We have multiple WAF sensors deployed in our AWS cloud environment, and we are experiencing an issue with one of our applications and was wondering if someone can help. I would like to know if there is a way to setup connection time out values within Qualys WAF. The application is web based application running on tomcat server/apache and is connected to Amazon RDS for database services. The database that we are running is PostGres SQL.
For the most part the application is working the way it should except when attempting to pull a big query through a search function. When you perform big query search which has large data, the web server will attempt to fulfill the request, however you will see for like 3 minutes to 5 minutes or so the "waiting for reply" message on the browser status bar, eventually failing with the following error code: "Inactivity Timeout" "Too much time has passed without sending any data for document"
The setup architecture is as follows:
Traffic comes from External Amazon Load Balancer to WAF TO Internal Load Balancer.
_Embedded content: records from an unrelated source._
PR #1915, opened 2022-09-14
Added phone_number and api_type fields for importing contacts from iPhones

SailingSteve:
any iOS device, and Apple Silicon


DaleMcGrew:
👍

PR #1921, opened 2022-10-08
Added the ability to enter alternate chosen_domain_string values (for "www" subdomain or another alternate).

DaleMcGrew:
Added the ability to enter alternate chosen_domain_string values (for "www" subdomain or another alternate).


DaleMcGrew:
👍

PR #1973, opened 2022-12-14
Much faster Sign in with Facebook

SailingSteve:
This code is reverse compatible with the WebApp code that is in upstream/devlop at this moment.  So it can be put into production, even if the wevote.us side lags for days or weeks.
Multiple lint cleanups


DaleMcGrew:
👍

PR #1974, opened 2022-12-21
Process incoming Facebook images in threads, to speed up save/retrieve queries for Facebook data

SailingSteve:
Enhanced delete_all_voter_information_permanently to also delete facebook_users and facebook_link_to_voter so that processing Facebook images in threads can be fully tested for new users. 
Now delete_all_voter_information_permanently logs what voter was deleted, and who deleted them.


DaleMcGrew:
👍

PR #1984, opened 2023-01-02
Added more logging for Stripe webhooks so we can get more data on attacks

SailingSteve:
So we can figure out how to preempt more of them.

Conditionally enabled donationWithStripe, does not 404 if fetch_stripe_processing_enabled_state() is true Added a column to wevote_settings in case we want to add a simple configuration page, in the meantime, added the new configuration to /stripe_donations/suspects_list/

### DIFF
--- a/apis_v1/views/views_donation.py
+++ b/apis_v1/views/views_donation.py
@@ -5,7 +5,7 @@
 import json
 
 import stripe
-from django.http import HttpResponse, HttpResponseNotFound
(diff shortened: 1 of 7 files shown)


SailingSteve:
Screen Shot 2023-01-02 at 3 08 55 PM

DaleMcGrew:
Thank you @SailingSteve!  👍 
I'd like to discuss before pushing live to the API server. I'm working today and am pretty flexible on times to speak.

PR #1991, opened 2023-01-06
Move all SQS stuff into aws directory.

josephevans:
Also define structure for functions to simplify readability.


DaleMcGrew:
👍

PR #2019, opened 2023-02-01
Limit stripe "card testing" by checking country, and by checking frequency of hits by IP

SailingSteve:
Added a new "app" stripe_ip_history to track loads of the /more/donate page, so we can detect high frequency card testing and then block them
Added a test tool on /stripe_donations/suspects_list to clear all the ip_history records for an ip


DaleMcGrew:
👍

PR #2064, opened 2023-03-17
Potentially working pdf2htmlEX for pdfs served up by Cloudflare (try 2)

SailingSteve:
Now handles 403s from Cloudflare, with a fallback to trying to get the page from the Google search page cache


DaleMcGrew:
👍

Issue #357, opened 2017-12-13
Question: Support for CUDA? Mercurial?


eyalroz:
(I would add the "question" tag but I don't see it)

* Does jucipp support writing and building CUDA code out-of-the-box?
* README.md mentioned support for Git. Is Mercurial also supported?

Overall, this is a very interesting effort.

eidheim:
Thank you for your feedback. 

Although I could not test this since I do not have a Nvidia graphic card, I added initial CUDA support here: https://github.com/eidheim/jucipp/commit/1bb95beb43e600bfe10247b4d6979abd8d50e76a

I added the following lines to make it work on my system, but this might not be necessary if you have added CUDA somehow in your cmake/meson files:
```cmake
add_definitions(-D__CUDACC__)
include_directories(/opt/cuda/include)
```
Feedback and improvements to the commit is very welcome. 

Regarding Mercurial, we do not (yet) support this. Git integration is achieved through the libgit2 library, I do not know if Mercurial has a similar library.

eidheim:
I updated the CUDA support commit to:
https://github.com/eidheim/jucipp/commit/e18c0089707df5c70d59552fae75ed08a672bbe0

PR #366, opened 2018-02-21
Adds support for OpenCL source-files

doe300:
Adds support for OpenCL similar to the support for CUDA added in https://github.com/cppit/jucipp/issues/357.

Support includes:
- auto completion for OpenCL C 2.0 standard-library functions
- documentation tooltips for OpenCL standard-library functions (as long as documented in the [header](https://github.com/llvm-mirror/clang/blob/master/lib/Headers/opencl-c.h))


eidheim:
Thank you!

PR #370, opened 2018-04-08
add includes necessary to compile

Joshua-Wright:
On my system, it was necessary to add these includes in order to compile. Without this, it doesn't recognize `std::function<>`.

My system is ubuntu 16.04, cmake 3.9.0, g++ 5.4.0.


eidheim:
Thank you!

PR #376, opened 2018-05-03
type tooltips when cursor over auto spec

szymonk211:


eidheim:
This was a good idea, thank you:)

PR #381, opened 2018-05-26
Buildsystem refactor and CMake support reimplementation

DWVoid:


DREAMWORLDVOID:
@eidheim I have reimplemeted the cmake support with Codeblocks Project Generators to get more accurate project information. This PR also contains minor refactoring and reformating[I have no exact idea of the project coding style, this PR contains my best guess]
Tested with CMake 2.8.12, 3.7 and 3.10.

eidheim:
Thank you, but this PR has some issues:
* Please do not style reformat the source files. I'd like to use clang-format at some point, but its support for lambda expressions is still poor. Also, when we will perform style format on the entire project, we will create and use a separate user account for this, so that no author gets credited for the changes done through style formatting. 
* The .idea directory should not be added in your commits
* We use boost.property_tree for xml/json processing
* No need to use polymorphism in the cmake/meson source files. These files are intended to be standalone so that they can be used by other projects. Polymorphish is however implemented in `Project::Build` instead. 
* We do not want to enforce use of a generator like the Codeblocks Project Generator. juCi++ should work on a preconfigured project that for instance have used a different generator.
* There might be other issues as well, but I'm having a hard time reading the changes due to the number of line-changes in this PR.

DREAMWORLDVOID:
I am sorry but where is the clang-format configuration file?

PR #13610, opened 2022-12-13
[microTVM]Add default value to unspecified project options in project API

mehrdadh:
In current TVM, project API ignores the default values that are set for each project option in a project API server. This results in extra function handlers to specify the default value for those options in runtime.
This PR searches through available ProjectOptions for a project API server and adds default values for unspecified options before sending the `options` to API call function handler.

### DIFF
--- a/apps/microtvm/arduino/template_project/microtvm_api_server.py
+++ b/apps/microtvm/arduino/template_project/microtvm_api_server.py
@@ -69,7 +69,11 @@ PROJECT_OPTIONS = server.default_project_options(
 ) + [
     server.ProjectOption(
         "arduino_cli_cmd",
-        required=(["generate_project", "flash", "open_transport"] if not ARDUINO_CLI_CMD else None),
+        required=(
+            ["generate_project", "build", "flash", "open_transport"]
+            if not ARDUINO_CLI_CMD
+            else None
+        ),
         optional=(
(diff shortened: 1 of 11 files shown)


apps/microtvm/arduino/template_project/microtvm_api_server.py
```diff
@@ -337,7 +332,7 @@ def _copy_cmsis(self, project_path: pathlib.Path, cmsis_path: str):
         However, the latest release does not include header files that are copied in this function.
         """
         (project_path / "include" / "cmsis").mkdir()
-        cmsis_path = get_cmsis_path(cmsis_path)
+        cmsis_path = pathlib.Path(cmsis_path)
```
areusch, line 335: this one also removes the possibility of setting CMSIS_PATH through env right? can you add to PR description?

mehrdadh: not it doesn't, the default value for cmsis_path is set by environment. Check `python/tvm/micro/project_api/server.py` where we defined the cmsis_path as a projectOption

areusch: ah, gotcha, nevermind then

areusch (approved):

guberti (commented):
LGTM, sorry for the belated review!

PR #13611, opened 2022-12-14
[Metaschedule] Aligning get_top_k logic in MemoryDatabase and JSONDatabase

Icemist:
The get_top_k implementation of JSONDatabase confuses by giving out N/A results that were supposedly sorted in a non-obvious way. 
For tuning records with no measurement results, it is not possible to determine the order and identify the top results.


Icemist:
CC @csullivan

masahi (approved):

PR #13613, opened 2022-12-14
Add check for non-contiguous memory access when lowering to async dma…

nverke:
… copies.

Currently we do not support non contiguous memory copies for async dma so this adds a check to error out in the case that either load or store is non contiguous. Unfortunately if we do not throw an error in this case then we get inaccurate outputs. Added a test to verify that we are indeed throwing an error in this case that should be removed once support is added.

### DIFF
--- a/src/tir/transforms/lower_async_dma.cc
+++ b/src/tir/transforms/lower_async_dma.cc
@@ -22,6 +22,7 @@
  */
 
 #include <tvm/arith/analyzer.h>
+#include <tvm/arith/iter_affine_map.h>
 #include <tvm/tir/stmt_functor.h>
 #include <tvm/tir/transform.h>
 
@@ -33,6 +34,12 @@ namespace tir {
 class AsyncDMALowerer : public StmtExprMutator {
  public:
   explicit AsyncDMALowerer(bool dma_bypass_cache) : dma_bypass_cache_(dma_bypass_cache) {}
+
+  // Create member statement to track a mapping from iter var to iter range
+  Stmt VisitStmt_(const ForNode* op) final {
+    input_iters.Set(op->loop_var, Range(op->min, op->extent));
+    return StmtExprMutator::VisitStmt_(op);
+  }
 
   Stmt VisitStmt_(const AttrStmtNode* op) final {
     // Convert this, for example:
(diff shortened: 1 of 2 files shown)


src/tir/transforms/lower_async_dma.cc
```diff
@@ -146,13 +153,32 @@ class AsyncDMALowerer : public StmtExprMutator {
 
       // map loop variable to zero for the store index & simplify
       Array<PrimExpr> store_index = bufferstorenode->indices;
+
+      // Use DetectIterMap to detect whether store index is non-contiguous.
+      arith::Analyzer analyzer;
+      auto store_iter_map = DetectIterMap(store_index, input_iters, 1, arith::IterMapLevel::NoCheck,
+                                          &analyzer, false);
+      if (!store_iter_map->errors.empty()) {
+        LOG(FATAL) << "Unable to lower async dma for non contiguous memory access with index: "
```
adstraw, line 162: Nit:  You might differentiate the error message by including something text indicating that the "buffer store" contained the non contiguous access.

src/tir/transforms/lower_async_dma.cc
```diff
@@ -146,13 +153,32 @@ class AsyncDMALowerer : public StmtExprMutator {
...
       });
 
       // map loop variable to zero for the load index & simplify
       Array<PrimExpr> load_index = bufferloadnode->indices;
+
+      // Use DetectIterMap to detect whether load index is non-contiguous.
+      auto load_iter_map =
+          DetectIterMap(load_index, input_iters, 1, arith::IterMapLevel::NoCheck, &analyzer, false);
+      if (!load_iter_map->errors.empty()) {
+        LOG(FATAL) << "Unable to lower async dma for non contiguous memory access with index: "
```
adstraw, line 178: Nit:  Same as above.  Add text indicating "buffer load" contained non contiguous access.

adstraw (approved):
LGTM.  Just one nit.

masahi:
> once support is added.

What support is being planed? 2D DMA or breaking up into contiguous copies?

nverke:
We are still discussing the pros and cons of the potential options but the possible solutions are. 
1. Lower the copy into n x 1D dma copies. 
2. Lower to 2D dma copies.
3. Use tensorize to make synchronous dma copies then in the lower_async_dma pass add the necessary asynchronous pieces.

src/tir/transforms/lower_async_dma.cc
nverke: Added!

src/tir/transforms/lower_async_dma.cc
nverke: Added!

masahi (approved):
Need to fix the lint

PR #13615, opened 2022-12-14
[Relay] Remove overwriting of matmul shapes when they are static

jwfromm:
In the Relay Matmul shape relation, we are a little over enthusiastic about unifying dynamic shapes. If one of the shapes is static, it does not need to be unified. This change only rewrites dynamic shapes to required static constraints.

### DIFF
--- a/src/relay/op/nn/nn.h
+++ b/src/relay/op/nn/nn.h
@@ -115,20 +115,36 @@ bool MatmulRel(const Array<Type>& types, int num_inputs, const Attrs& attrs,
         auto sb = B_shape.size();
         if (transpose_a && transpose_b) {
           auto tmp = A_shape[sa - 2];
-          A_shape[sa - 2] = B_shape[sb - 1];
-          B_shape[sb - 1] = tmp;
+          if (A_shape[sa - 2].as<tir::AnyNode>()) {
+            A_shape[sa - 2] = B_shape[sb - 1];
+          }
+          if (B_shape[sb - 1].as<tir::AnyNode>()) {
+            B_shape[sb - 1] = tmp;
+          }
         } else if (transpose_a) {
           auto tmp = A_shape[sa - 2];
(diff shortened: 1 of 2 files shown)


src/relay/op/nn/nn.h
```diff
@@ -115,20 +115,36 @@ bool MatmulRel(const Array<Type>& types, int num_inputs, const Attrs& attrs,
         auto sb = B_shape.size();
         if (transpose_a && transpose_b) {
           auto tmp = A_shape[sa - 2];
-          A_shape[sa - 2] = B_shape[sb - 1];
-          B_shape[sb - 1] = tmp;
+          if (A_shape[sa - 2].as<tir::AnyNode>()) {
```
AndrewZhaoLuo, line 118: There is now a ton of nesting. To make it readable I suggest a structure like 
```
A_shape_new = ...
B_shape_new = ...
index_swap_a, index_swap_b;

if (transpose_a && transpose_b) {
   // calculate index_swap_a and index_swap_b
} ... 

if (A_shape[index_swap_a].as<Any>...) {
    // do swap
}

if (B_shape[index_swap_b].as<Any>...
```

AndrewZhaoLuo (approved):
Thanks, one nit.

src/relay/op/nn/nn.h
jwfromm: Yeah good call, updated in latest push.

slyubomirsky (changes requested):
The changes seem reasonable, but I think we should add at least some test cases that demonstrate the difference in logic to avoid possible regression.

jwfromm:
I've added a check to `test_dense` to confirm that the input shapes aren't unnecessary made dynamic that fails without this change.

slyubomirsky (approved):
Thanks for adding in the assertion. I'm surprised this quirk was lurking in an existing test case.

shingjan (approved):
LGTM. Thanks for adding the test!

PR #13617, opened 2022-12-14
[LLVM] Use std::nullopt instead of llvm::None

kparzysz-quic:
Pass `std::nullopt` to initialization of `PassBuilder` for `PGOOptions`. LLVM is moving away from its own `Optional` type to `std::optional`.


Icemist (approved):
LGTM. Looks backward compatible because `llvm::Optional<T>` has a constructor from  `std::nullopt_t`.

It is about this change in the main branch:
`LLVM::Optional<PGOOptions> PGOOpt = LLVM::None,`
=>
`std::optional<PGOOptions> PGOOpt = std::nullopt,`

masahi (approved):

PR #13622, opened 2022-12-15
[TVMScript] Fix print round-tripable multi thread env binding

wrongtest-intellif:
Fix the following script with multiple kernel launch (each take standalone thread binding) which is not round-trip-able.
```python
import tvm

@T.prim_func
def main(A: T.Buffer[128, "float32"], C: T.Buffer[128, "float32"]):
    B = T.alloc_buffer([128], "float32")
    for i in range(128):
        with T.block("B1"):
            vi = T.axis.remap("S", [i])
            B[vi] = A[vi] + 1.0
    for i in range(128):
        with T.block("B2"):
            vi = T.axis.remap("S", [i])
            C[vi] = B[vi] + 2.0

s = tvm.tir.schedule.Schedule(main)
b1 = s.get_block("B1")
b2 = s.get_block("B2")
i = s.get_loops(b1)[0]
s.bind(i, "threadIdx.x")
i = s.get_loops(b2)[0]
s.bind(i, "threadIdx.x")
f = tvm.lower(s.mod["main"])
print(f.script())
tvm.ir.assert_structural_equal(f, tvm.script.from_source(f.script()))
```

Since the env thread is always printed on the function head, `TryDeallocVar` which decrease the name uniqueness counting may not be invoked for thread binding code path.

### DIFF
--- a/src/printer/tvmscript_printer.cc
+++ b/src/printer/tvmscript_printer.cc
@@ -1045,7 +1045,6 @@ Doc TVMScriptPrinter::VisitStmt_(const AttrStmtNode* op) {
             << ")";
         doc << Doc::NewLine() << PrintBody(op->body);
       }
-      TryDeallocVar(iter_var->var);
       return doc;
     }
   }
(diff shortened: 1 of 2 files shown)


Hzfengsy (approved):
LGTM. Thanks for the fixing

PR #13623, opened 2022-12-15
[Relay][Runtime] Add `set_input/output_zero_copy` in python

shingjan:
As titled, this apis is in cpp but not python. Added this apis for GraphModule and some tests.

cc: @vinx13

### DIFF
--- a/python/tvm/contrib/graph_executor.py
+++ b/python/tvm/contrib/graph_executor.py
@@ -211,11 +211,12 @@ class GraphModule(object):
         params : dict of str to NDArray
            Additional arguments
         """
-        self._set_input_zero_copy(key, value)
+        if key is not None:
+            self._set_input_zero_copy(key, value)
+
         if params:
-            # upload big arrays first to avoid memory issue in rpc mode
             keys = list(params.keys())
-            keys.sort(key=lambda x: -np.prod(params[x].shape))
+
             for k in keys:
                 # TODO(zhiics) Skip the weights for submodule in a better way.
                 # We should use ConstLoaderModule for initialization and remove
--- a/python/tvm/contrib/graph_executor.py
+++ b/python/tvm/contrib/graph_executor.py
@@ -154,7 +154,6 @@ class GraphModule(object):
         self.module = module
         self._set_input = module["set_input"]
         self._set_input_zero_copy = module["set_input_zero_copy"]
-        self._set_output = module["set_output"]
         self._set_output_zero_copy = module["set_output_zero_copy"]
         self._run = module["run"]
         self._get_output = module["get_output"]
@@ -197,19 +196,6 @@ class GraphModule(object):
                 val = self._get_input(k)
                 if val:
                     self._get_input(k).copyfrom(params[k])
-
-    def set_output(self, key, value):
-        """Set outputs to the module
-
-        Parameters
-        ----------
-        key : int or str
-           The output key
-
-        value : the output value
-           The output value
-        """
-        self._set_output(key, value)
 
     def set_input_zero_copy(self, key, value, **params):
         """Set inputs to the module via kwargs with zero memory copy
--- a/python/tvm/contrib/graph_executor.py
+++ b/python/tvm/contrib/graph_executor.py
@@ -153,8 +153,21 @@ class GraphModule(object):
     def __init__(self, module):
         self.module = module
         self._set_input = module["set_input"]
-        self._set_input_zero_copy = module["set_input_zero_copy"]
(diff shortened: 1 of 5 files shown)


python/tvm/contrib/graph_executor.py
```diff
@@ -195,6 +198,49 @@ def set_input(self, key=None, value=None, **params):
...
+
+        Parameters
+        ----------
+        key : int or str
+           The output key
+
+        value : the output value
+           The output value
+        """
+        self._set_output(key, value)
```
vinx13, line 212: this is not needed, it doesn't make sense to copy external data to the output tensor

src/runtime/graph_executor/graph_executor.cc
```diff
@@ -160,6 +160,16 @@ void GraphExecutor::SetInput(int index, DLTensor* data_in) {
   uint32_t eid = this->entry_id(input_nodes_[index], 0);
   data_entry_[eid].CopyFrom(data_in);
 }
+/*!
+ * \brief set index-th output to the graph.
+ * \param index The output index.
+ * \param data_in The output data.
+ */
+void GraphExecutor::SetOutput(int index, DLTensor* data_in) {
```
vinx13, line 168: not needed

python/tvm/contrib/graph_executor.py
```diff
@@ -195,6 +198,49 @@ def set_input(self, key=None, value=None, **params):
...
+           The input key
+
+        value : the input value in DLPack
+           The input key
+
+        params : dict of str to NDArray
+           Additional arguments
+        """
+        self._set_input_zero_copy(key, value)
+        self.set_input(None, None, **params)
```
vinx13, line 229: not needed

vinx13 (changes requested):

python/tvm/contrib/graph_executor.py
shingjan: I was hoping that we can keep the apis consistent with `set_input` so that is the reason I kept `**params`. Should we still remove it?

vinx13: We can support `params`. However, we can't call `set_input` as it involves with copying.

shingjan: good point. Updated this method to use zero copy.

python/tvm/contrib/graph_executor.py
```diff
@@ -212,7 +212,17 @@ def set_input_zero_copy(self, key, value, **params):
            Additional arguments
         """
         self._set_input_zero_copy(key, value)
-        self.set_input(None, None, **params)
+        if params:
+            # upload big arrays first to avoid memory issue in rpc mode
+            keys = list(params.keys())
+            keys.sort(key=lambda x: -np.prod(params[x].shape))
```
vinx13, line 218: probably not needed as there is no data copy

python/tvm/contrib/graph_executor.py
```diff
@@ -212,7 +212,17 @@ def set_input_zero_copy(self, key, value, **params):
            Additional arguments
         """
         self._set_input_zero_copy(key, value)
-        self.set_input(None, None, **params)
+        if params:
```
vinx13, line 215: `key, value` vs `params` are basically two ways to specify the input. if `params` is supported, `key, value` should be by default None (similar to `set_input`)

python/tvm/contrib/graph_executor.py
```diff
@@ -195,6 +197,47 @@ def set_input(self, key=None, value=None, **params):
                 if val:
                     self._get_input(k).copyfrom(params[k])
 
+    def set_input_zero_copy(self, key, value, **params):
```
vinx13, line 200:
```suggestion
    def set_input_zero_copy(self, key=None, value=None, **params):
```

shingjan: done

shingjan:
@tvm-bot re-run

tests/python/unittest/test_runtime_module_based_interface.py
```diff
@@ -688,6 +688,36 @@ def test_num_threads():
         assert reported == hardware_threads or reported == hardware_threads // 2
 
 
+@tvm.testing.requires_llvm
+def test_graph_module_zero_copy():
```
echuraev, line 692: Probably the second test case can be added. This test case should test setting `zero_input` when the keys and values passed through `params`

shingjan: @echuraev a second test case is added for setting params input.

vinx13 (approved):

PR #13625, opened 2022-12-15
[MetaSchedule] Fix tensorcore winograd task extraction

masahi:
When both AutoTVM and AS/MS winograd are applicable, the latter is never picked by the op strategy because the AutoTVM one has a higher plevel (20 vs 15)

https://github.com/apache/tvm/blob/b16a64d6edb9fd1a014fc51995dff7d0e2f4c84e/python/tvm/relay/op/strategy/cuda.py#L271-L276

This has been fixed, and now we can properly extract FP16 winograd tasks for MS tuning.

@vinx13 @junrushao @zxybazh


junrushao (approved):
Interesting! I was completely unaware of the issue, and thanks for pointing it out!

PR #12515, opened 2022-08-20
[TIR][Arith] Add more strict checking in imm construction and folding.

wrongtest-intellif:
Refer to issues https://github.com/apache/tvm/issues/12377 and https://github.com/apache/tvm/issues/12378. The behavior of compile time constant folding and general path computation differs.

The changes are:

- Add more strict value range checking when build IntImm object.

- For constant folding on integers
    - Mimic intN arithmetic on intN folding, instead of direct int64 arithmetic.

- For constant folding on floats
    - Only support float32 and float64, use float32 arithmetic on float32 folding, instead of float64 arithmetic.
    - Temporarily forbid fold float16 since we do not have implemented fp16 arithmetics yet and there may exist compatibility issues on different targets.

cc @junrushao1994

PR #13631, opened 2022-12-16
[Arith] Allow const folding on fp16 involving one and zero

masahi:
Since https://github.com/apache/tvm/pull/12515, const folding on fp16, when both lhs and rhs are constant, is disabled. This is the case even when one of the arguments are one or zero. This leads to a real problem described in https://github.com/apache/tvm/pull/13532#issuecomment-1353715208. So in practice, compiling winograd fp16 on GPU is currently broken. 

This PR enables trivial algebraic simplification for fp16 const folding when (1) both arguments are constant and (2) one or both of the inputs are one or zero. Since we already do such simplification for any dtype when only one of the inputs are constant (for example https://github.com/apache/tvm/blob/3a639a41a830ece914df10a98f807123e46cd750/src/arith/const_fold.h#L209-L216), I just removed all early exit `return NullOpt` for fp16 cases and use the code path like above to simplify `0h * 2.5h` to `0h` etc.

cc @vinx13 @wrongtest-intellif @Lunderberg

### DIFF
--- a/src/arith/const_fold.h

The origin server within the application profile in Qualys console is set to the internal load balancer FQDN.
What we have done so far:
1. Check the External Load Balancer Elb Settings which is set to 3600 seconds.
2. Remove the internal load balancer and set the origin server the actual server IP address running on port 80 instead of the internal ELB FQDN.
3. We have completely removed the WAF out of the equation and it seems like when we did that application does work
4. Policy is set to pass through and do not block policy is in effect.
So at this point I am assuming that the issue has to do with time out values, where the web server is taking long time to do the query and WAF times out.
My question is:
How can I increase or set custom time out values in WAF ???
How can I enable the sensor logs for troubleshooting purposes through the command line?. When I try to run vewlogs command it says log file is empty.
What other troubleshooting steps I can take on the WAF side, to take the WAF out of the equation?
Looking forward to hear from the community soon, and thanks for taking the time to read this post.